## BRIEF:
Set down exactly the lines below, starting at the one that contains "Fix #9259 - Exclude translations from merging" and ending at the one that contains "However as usually", with both of those lines included and nothing else.

▼▼▼

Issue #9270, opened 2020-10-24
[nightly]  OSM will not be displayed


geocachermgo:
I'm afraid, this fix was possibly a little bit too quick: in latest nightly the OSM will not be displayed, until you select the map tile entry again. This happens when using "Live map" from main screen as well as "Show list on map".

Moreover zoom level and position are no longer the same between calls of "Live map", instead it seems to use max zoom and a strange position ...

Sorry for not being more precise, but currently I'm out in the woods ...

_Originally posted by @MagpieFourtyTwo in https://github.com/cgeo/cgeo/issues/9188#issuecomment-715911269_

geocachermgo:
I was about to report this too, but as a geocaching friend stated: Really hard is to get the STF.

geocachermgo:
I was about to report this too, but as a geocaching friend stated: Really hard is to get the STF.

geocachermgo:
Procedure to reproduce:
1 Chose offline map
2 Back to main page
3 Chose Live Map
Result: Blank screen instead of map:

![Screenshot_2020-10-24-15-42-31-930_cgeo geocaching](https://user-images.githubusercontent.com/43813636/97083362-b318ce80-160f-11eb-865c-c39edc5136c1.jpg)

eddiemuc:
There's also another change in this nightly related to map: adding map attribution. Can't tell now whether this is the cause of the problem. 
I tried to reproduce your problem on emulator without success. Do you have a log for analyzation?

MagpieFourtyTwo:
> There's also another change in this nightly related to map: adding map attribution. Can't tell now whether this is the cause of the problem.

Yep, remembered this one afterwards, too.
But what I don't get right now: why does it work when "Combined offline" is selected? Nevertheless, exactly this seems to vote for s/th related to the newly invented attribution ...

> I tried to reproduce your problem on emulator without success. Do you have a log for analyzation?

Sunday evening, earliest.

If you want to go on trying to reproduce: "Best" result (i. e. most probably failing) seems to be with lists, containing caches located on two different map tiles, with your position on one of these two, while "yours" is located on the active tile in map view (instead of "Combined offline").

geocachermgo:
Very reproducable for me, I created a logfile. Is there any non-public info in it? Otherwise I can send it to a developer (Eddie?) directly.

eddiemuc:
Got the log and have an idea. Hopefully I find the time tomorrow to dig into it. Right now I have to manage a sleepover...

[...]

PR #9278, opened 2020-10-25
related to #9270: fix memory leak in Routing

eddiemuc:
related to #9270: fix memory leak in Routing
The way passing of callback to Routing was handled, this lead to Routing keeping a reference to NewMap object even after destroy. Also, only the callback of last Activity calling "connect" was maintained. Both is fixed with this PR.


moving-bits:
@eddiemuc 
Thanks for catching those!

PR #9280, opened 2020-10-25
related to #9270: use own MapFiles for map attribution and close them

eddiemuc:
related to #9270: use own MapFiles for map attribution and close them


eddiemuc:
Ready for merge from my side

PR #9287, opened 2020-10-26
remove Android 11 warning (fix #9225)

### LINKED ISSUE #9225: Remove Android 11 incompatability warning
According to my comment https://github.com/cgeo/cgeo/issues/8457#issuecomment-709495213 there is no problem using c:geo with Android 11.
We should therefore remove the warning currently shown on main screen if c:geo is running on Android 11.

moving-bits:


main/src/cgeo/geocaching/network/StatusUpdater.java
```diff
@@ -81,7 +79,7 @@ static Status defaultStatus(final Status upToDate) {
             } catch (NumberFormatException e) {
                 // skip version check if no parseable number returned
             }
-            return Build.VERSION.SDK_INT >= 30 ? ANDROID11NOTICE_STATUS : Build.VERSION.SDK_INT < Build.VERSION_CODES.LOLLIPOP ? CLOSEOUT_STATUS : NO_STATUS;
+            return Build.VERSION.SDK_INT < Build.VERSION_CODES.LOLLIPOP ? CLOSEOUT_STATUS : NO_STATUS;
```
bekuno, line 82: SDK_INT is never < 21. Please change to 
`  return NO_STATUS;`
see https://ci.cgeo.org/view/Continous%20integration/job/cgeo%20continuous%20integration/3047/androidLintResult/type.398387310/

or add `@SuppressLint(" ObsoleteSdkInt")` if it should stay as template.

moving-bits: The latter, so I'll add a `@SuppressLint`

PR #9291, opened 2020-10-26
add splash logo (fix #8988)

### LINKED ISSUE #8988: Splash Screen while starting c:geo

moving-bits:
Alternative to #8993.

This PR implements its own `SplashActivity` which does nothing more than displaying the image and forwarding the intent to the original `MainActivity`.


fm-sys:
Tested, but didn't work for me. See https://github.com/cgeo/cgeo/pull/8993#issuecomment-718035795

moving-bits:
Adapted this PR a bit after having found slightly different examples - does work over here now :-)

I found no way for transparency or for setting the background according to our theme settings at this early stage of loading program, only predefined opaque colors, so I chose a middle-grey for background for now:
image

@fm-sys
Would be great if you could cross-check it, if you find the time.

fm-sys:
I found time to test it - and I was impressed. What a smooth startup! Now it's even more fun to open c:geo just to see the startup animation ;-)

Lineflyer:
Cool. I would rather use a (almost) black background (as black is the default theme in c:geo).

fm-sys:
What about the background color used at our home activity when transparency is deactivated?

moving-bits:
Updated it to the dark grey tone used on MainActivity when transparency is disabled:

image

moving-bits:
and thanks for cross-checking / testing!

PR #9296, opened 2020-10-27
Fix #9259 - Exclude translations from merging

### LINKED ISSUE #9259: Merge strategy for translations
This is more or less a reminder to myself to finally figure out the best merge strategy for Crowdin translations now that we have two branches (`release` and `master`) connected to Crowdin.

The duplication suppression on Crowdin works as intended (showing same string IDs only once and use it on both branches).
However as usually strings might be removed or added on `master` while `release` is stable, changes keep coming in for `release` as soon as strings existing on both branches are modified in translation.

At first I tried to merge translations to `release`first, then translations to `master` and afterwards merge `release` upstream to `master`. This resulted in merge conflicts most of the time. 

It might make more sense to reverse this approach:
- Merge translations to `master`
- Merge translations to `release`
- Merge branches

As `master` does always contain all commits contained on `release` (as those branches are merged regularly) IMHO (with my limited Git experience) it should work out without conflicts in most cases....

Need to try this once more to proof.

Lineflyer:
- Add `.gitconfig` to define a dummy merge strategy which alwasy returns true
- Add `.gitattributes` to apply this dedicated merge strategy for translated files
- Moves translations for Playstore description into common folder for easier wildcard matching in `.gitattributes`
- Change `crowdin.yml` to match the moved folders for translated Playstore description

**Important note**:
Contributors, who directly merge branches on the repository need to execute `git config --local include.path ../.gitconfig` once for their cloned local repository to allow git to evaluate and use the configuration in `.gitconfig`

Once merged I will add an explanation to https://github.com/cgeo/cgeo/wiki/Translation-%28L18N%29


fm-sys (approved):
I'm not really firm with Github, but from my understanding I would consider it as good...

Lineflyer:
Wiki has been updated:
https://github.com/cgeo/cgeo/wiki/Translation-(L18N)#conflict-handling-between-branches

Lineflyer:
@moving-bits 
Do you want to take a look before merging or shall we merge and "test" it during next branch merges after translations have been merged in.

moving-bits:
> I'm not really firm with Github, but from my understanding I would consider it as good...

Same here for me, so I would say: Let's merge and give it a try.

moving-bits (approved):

▲▲▲

## ANSWER TO THE EXERCISE:
Fix #9259 - Exclude translations from merging

### LINKED ISSUE #9259: Merge strategy for translations
This is more or less a reminder to myself to finally figure out the best merge strategy for Crowdin translations now that we have two branches (`release` and `master`) connected to Crowdin.

The duplication suppression on Crowdin works as intended (showing same string IDs only once and use it on both branches).
However as usually strings might be removed or added on `master` while `release` is stable, changes keep coming in for `release` as soon as strings existing on both branches are modified in translation.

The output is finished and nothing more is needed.